05 - Cron Scheduling
Welcome to the cron scheduling tutorial! In this tutorial, you’ll learn how to create time-based triggers for your workflows using Cloaca’s built-in cron scheduling capabilities. This is essential for building automated data pipelines, periodic maintenance tasks, and scheduled business processes.
- Understand cron scheduling in Cloaca
- Create time-based workflow triggers
- Configure schedule policies and recovery
- Monitor scheduled executions
- Handle timezone considerations
- Implement robust scheduling patterns
- Completion of Tutorial 4
- Understanding of cron expression syntax
- Basic knowledge of timezone handling
- Familiarity with Python datetime operations
25-30 minutes
Cloaca provides built-in cron scheduling that runs within your application process, eliminating the need for external schedulers like crontab or task queues for time-based workflows.
- Cron expressions for flexible scheduling
- Timezone support for global applications
- Missed execution recovery when applications restart
- Execution monitoring and logging
- Per-schedule configuration for different policies
Let’s start with a simple scheduled workflow:
import sys
import cloaca
from datetime import datetime
import time
# Create workflow using the new workflow-scoped pattern
with cloaca.WorkflowBuilder("daily_report") as builder:
builder.description("Daily business analytics report")
# Define a scheduled task within workflow scope
@cloaca.task(id="daily_report")
def daily_report(context):
"""Generate daily business report."""
current_time = datetime.now()
# Simulate report generation
report_data = {
"generated_at": current_time.isoformat(),
"total_orders": 150,
"revenue": 12500.50,
"active_users": 89
}
print(f"📊 Daily Report Generated at {current_time}")

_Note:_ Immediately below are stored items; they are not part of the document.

PR #104, opened 2021-04-07
T278456: Add wix integration instructions

medied:
https://phabricator.wikimedia.org/T278456

### Objective

Add detailed instructions on how to use Wikipedia Preview in Wix Sites.

### DIFF
--- a/wix.md
+++ b/wix.md
@@ -35,4 +35,4 @@ Then to initialize:
   6. By default this code should be marked as "Essential", you can ensure this is the case under the Code Type tab.
   7. Click "Apply"
 
-  You are now ready to start using Wikipedia Preview in your Wix Site. Simply [add hyperlinks](https://support.wix.com/en/article/wix-editor-adding-a-text-hyperlink) through the Wix Editor with the Wikipedia article link you would like to use on a specific word. Once you publish your site to the updated version, Wikipedia Preview popups should appear on link hover (desktop) or touch (mobile).
+You are now ready to start using Wikipedia Preview in your Wix Site. Simply [add hyperlinks](https://support.wix.com/en/article/wix-editor-adding-a-text-hyperlink) through the Wix Editor with the Wikipedia article link you would like to use on a specific word. Once you publish your site to the updated version, Wikipedia Preview popups should appear on link hover (desktop) or touch (mobile).
--- a/wix.md
+++ b/wix.md
@@ -1,0 +1,38 @@
+# Wix Sites integration
+
+You can use Wikipedia Preview in your [Wix Site](https://www.wix.com/) if you have any premium account by [embedding custom code to your site](https://support.wix.com/en/article/embedding-custom-code-to-your-site). Follow these simple instructions to get started and bring the sum of all knowledge to your readers.
+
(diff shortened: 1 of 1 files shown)


wix.md
```diff
@@ -0,0 +1,38 @@
+# Wix Sites integration
+
+You can use Wikipedia Preview in your [Wix Site](https://www.wix.com/) if you have any premium account by [embedding custom code to your site](https://support.wix.com/en/article/embedding-custom-code-to-your-site). Follow these simple instructions to get started and bring the sum of all knowledge to your readers.
+
+First head to your site's [dashboard settings](https://www.wix.com/my-account/site-selector/?buttonText=Open%20Settings&title=Select%20a%20Site&autoSelectOnSingleSite=true&actionUrl=https://www.wix.com/dashboard/{{metaSiteId}}/settings) to load and initialize Wikipedia Preview:
+
+To load:
+  1. Click the Custom Code tab under Advanced Settings
+  2. Click either "Add Custom Code" at the top right or the "Add Code" button in the "Head" box
```
stephanebisson, line 9: This file should be loaded at the end of the body so it doesn't slow down initial rendering. It looks like both load and init can be included in the same code block for simplicity.

medied: I like that simplicity. Although given that we need to "Load code on each new page" for `init` to trigger, if we include both in the same code block I'm seeing the `unpkg` get added many times in the HTML. Is that acceptable?

image

stephanebisson: Not ideal. Let's create 2 blocks but both at the end of the body.

medied:
I'm afraid this is not quite sorted out yet: after further testing I'm seeing there are issues with the preview popup appearing on blog post pages. 

The loading script is working fine, it’s the `init` script that’s misbehaving: it works fine on home page but in post pages it only works if you do a hard refresh in the post url directly (for example: https://www.wixwikipediapreviewtest.com/post/the-guide-to-successful-photography-blogging). I have tried different combinations of the custom code `init` placement (head, body start, body end, "load once", "load on each new page”), but no luck yet.

stephanebisson:
> The loading script is working fine, it’s the `init` script that’s misbehaving: it works fine on home page but in post pages it only works if you do a hard refresh in the post url directly...

Maybe [$w.onReady](https://www.wix.com/velo/reference/$w/onready) can help

medied:
> Maybe $w.onReady can help

Issue with `$w.onReady` is that I'm not able to access our `wikipediaPreview` compoment from within `$w.onReady`. This seems to be on purpose (I suppose as a security measure?). These are some things I've tried so far:

- Grab the [script by id](https://www.wix.com/velo/reference/$w/$w)
- Communicate from script to page code (`$w.onReady`) [using messages](https://support.wix.com/en/article/velo-working-with-the-html-iframe-element#messaging-1)
- Using the localStorage as leverage, as in storing inside script and then grabbing within `$w.onReady`

But the `wikipediaPreview` component has not been accessible from `$w.onReady` in any case, it's always either an empty object or array or `nulll`.

medied:
Dead-end, closing

https://www.wix.com/velo/forum/coding-with-velo/bringing-wikipedia-to-wix-sites
https://phabricator.wikimedia.org/T278456#7159957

print(f" Orders: {report_data['total_orders']}")
print(f" Revenue: ${report_data['revenue']}")
print(f" Users: {report_data['active_users']}")
context.set("report_data", report_data)
context.set("report_type", "daily")
return context
# Task is automatically registered when defined within WorkflowBuilder context
def basic_cron_scheduling():
"""Demonstrate basic cron scheduling."""
print("=== Basic Cron Scheduling Demo ===")

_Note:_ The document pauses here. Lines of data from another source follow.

PR #105, opened 2021-04-09
T278377: Add version logging method

medied:
https://phabricator.wikimedia.org/T278377

### Objective

Wikipedia Preview should print its version number to the javascript console, as that is useful information when a partner requests support.

### DIFF
--- a/src/index.js
+++ b/src/index.js
@@ -6,16 +6,21 @@ import { renderPreview, renderLoading, renderError, renderDisambiguation, render
 import { getWikipediaAttrFromUrl, isTouch, getDir, isOnline } from './utils'
 
 const invokeCallback = ( events, name, params ) => {
-	const callback = events && events[ name ]
-	if ( callback instanceof Function ) {
-		try {
-			callback.apply( null, params )
-		} catch ( e ) {
-			// eslint-disable-next-line no-console
-			console.log( 'Error invoking Wikipedia Preview custom callback', e )
+		const callback = events && events[ name ]
+		if ( callback instanceof Function ) {
+			try {
+				callback.apply( null, params )
+			} catch ( e ) {
+				// eslint-disable-next-line no-console
+				console.log( 'Error invoking Wikipedia Preview custom callback', e )
+			}
 		}
+	},
+
+	version = () => {
+	/* eslint-disable-next-line no-undef, no-console */
+		console.log( `Wikipedia Preview - ${APP_VERSION} (${CIRCLE_SHA1})` )
 	}
-}
 
 let currentPopupId
 
@@ -146,6 +151,8 @@ function init( {
 			}
 		)
 	}
+
+	version()
 }
 
 export { init }
--- a/src/index.js
+++ b/src/index.js
@@ -150,4 +150,4 @@ function init( {
 
 version()
 
-export { init }
+export { init, version }
--- a/src/index.js
+++ b/src/index.js
@@ -3,24 +3,19 @@ import { customEvents } from './event'
 import { createPopup } from './popup'
 import { createTouchPopup } from './touchPopup'
 import { renderPreview, renderLoading, renderError, renderDisambiguation, renderOffline } from './preview'
-import { getWikipediaAttrFromUrl, isTouch, getDir, isOnline } from './utils'
+import { getWikipediaAttrFromUrl, isTouch, getDir, isOnline, version } from './utils'
 
 const invokeCallback = ( events, name, params ) => {
-		const callback = events && events[ name ]
-		if ( callback instanceof Function ) {
-			try {
-				callback.apply( null, params )
-			} catch ( e ) {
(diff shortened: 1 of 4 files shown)


webpack.config.js
```diff
@@ -38,7 +40,11 @@ const config = {
       new BundleAnalyzerPlugin({
         analyzerMode: 'disabled',
         generateStatsFile: true
-      })
+      }),
+      new webpack.DefinePlugin({
+        APP_VERSION: JSON.stringify(JSON.parse(fs.readFileSync('./package.json')).version),
+        CIRCLE_SHA1: JSON.stringify(process.env.CIRCLE_SHA1 || '-')
```
medied, line 46: Let's please review this: is that all there is to the git hash? How can we test this?

https://circleci.com/docs/2.0/env-vars/

src/index.js
```diff
@@ -6,16 +6,21 @@ import { renderPreview, renderLoading, renderError, renderDisambiguation, render
...
+			} catch ( e ) {
+				// eslint-disable-next-line no-console
+				console.log( 'Error invoking Wikipedia Preview custom callback', e )
+			}
 		}
+	},
+
+	version = () => {
+	/* eslint-disable-next-line no-undef, no-console */
+		console.log( `Wikipedia Preview - ${APP_VERSION} (${CIRCLE_SHA1})` )
```
medied, line 22: Would it be useful to add the version as 'v1.1.1' or 'version 1.1.1'?

src/index.js
```diff
@@ -6,16 +6,21 @@ import { renderPreview, renderLoading, renderError, renderDisambiguation, render
...
 
 const invokeCallback = ( events, name, params ) => {
-	const callback = events && events[ name ]
-	if ( callback instanceof Function ) {
-		try {
-			callback.apply( null, params )
-		} catch ( e ) {
-			// eslint-disable-next-line no-console
-			console.log( 'Error invoking Wikipedia Preview custom callback', e )
+		const callback = events && events[ name ]
```
stephanebisson, line 9: Not sure why the indentation changed here.

src/index.js
stephanebisson: I prefer the longer form (version 1.1.1)

webpack.config.js
stephanebisson, line 46: CIRCLE_SHA1 is unlikely to work here. Unlike the kaios app, this package is not produced in CI but locally. 

You can use `git rev-parse --short HEAD` to get the sha1.

stephanebisson (changes requested):

src/index.js
hueitan: questions 

is it better to have this in the util?
when should the version number printed? init() or script loaded?

stephanebisson: I think it should print on script load just to know which version is included. The debug mode will provide info about init invocations.

medied: Alright, will invoke `version` outside of `init` within index.js. And I'll just make it a util as well, why not

src/index.js
medied: It's the linter autocorrecting because of https://eslint.org/docs/rules/one-var. Actually moving `version` to util should restore the original indentation

stephanebisson: Btw, `one-var` is being dropped in the official MW style. We'll need to update our dependency soon.

medied: Oh nice! I'm actually not a huge fan of that rule so I'm not mad about it being dropped. Would you like me to create a bare task for that as a reminder?

webpack.config.js
medied: Awesome, thanks! Updated now

hueitan (approved):
Looks good!

stephanebisson (changes requested):
From phab:
> Add a version() function to the main object that prints the message above

This means that I should be able to call `wikipediaPreview.version()` in case the original message is lost in spam.

> Update the documentation in the README accordingly

Document the fact that the method above can be called on the main object.

medied:
> This means that I should be able to call wikipediaPreview.version() in case the original message is lost in spam.

Oh gotcha, agree it would be useful to be able to call `wikipediaPreview.version()`. This means `version` needs to be included as an `export` in index.js (which is the entry file specified in webpack.config.js). If we leave `version` in utils.js as is right now, import it in index.js and then export it from index.js, `wikipediaPreview.version()` works as expected... but does it seem weird to define it in one place and export twice like that? 

Will commit that so you all can see it in action and we can take it from there, wondering if it still makes sense to include it as a util though

stephanebisson:
I don't think it's weird to take it from util and export it again from index. It declutters index a little and that's important right now.

stephanebisson (approved):

src/index.js
stephanebisson: > Would you like me to create a bare task for that as a reminder?

por favor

# Create runner with cron scheduling enabled
runner = cloaca.DefaultRunner(":memory:")
# Workflow is automatically registered when context exits
# Create cron schedule
schedule = cloaca.CronSchedule(
workflow_name="daily_report",
cron_expression="0 9 * * *", # Daily at 9:00 AM
timezone="UTC",
enabled=True
)
try:
# Register the schedule
runner.add_cron_schedule(schedule)
print("✓ Cron schedule registered: Daily at 9:00 AM UTC")
# For demo purposes, we'll use a frequent schedule
demo_schedule = cloaca.CronSchedule(
workflow_name="daily_report",
cron_expression="*/30 * * * * *", # Every 30 seconds for demo
timezone="UTC",
enabled=True
)
runner.add_cron_schedule(demo_schedule)
print("✓ Demo schedule added: Every 30 seconds")
# Run for a short time to see executions
print("⏰ Waiting for scheduled executions...")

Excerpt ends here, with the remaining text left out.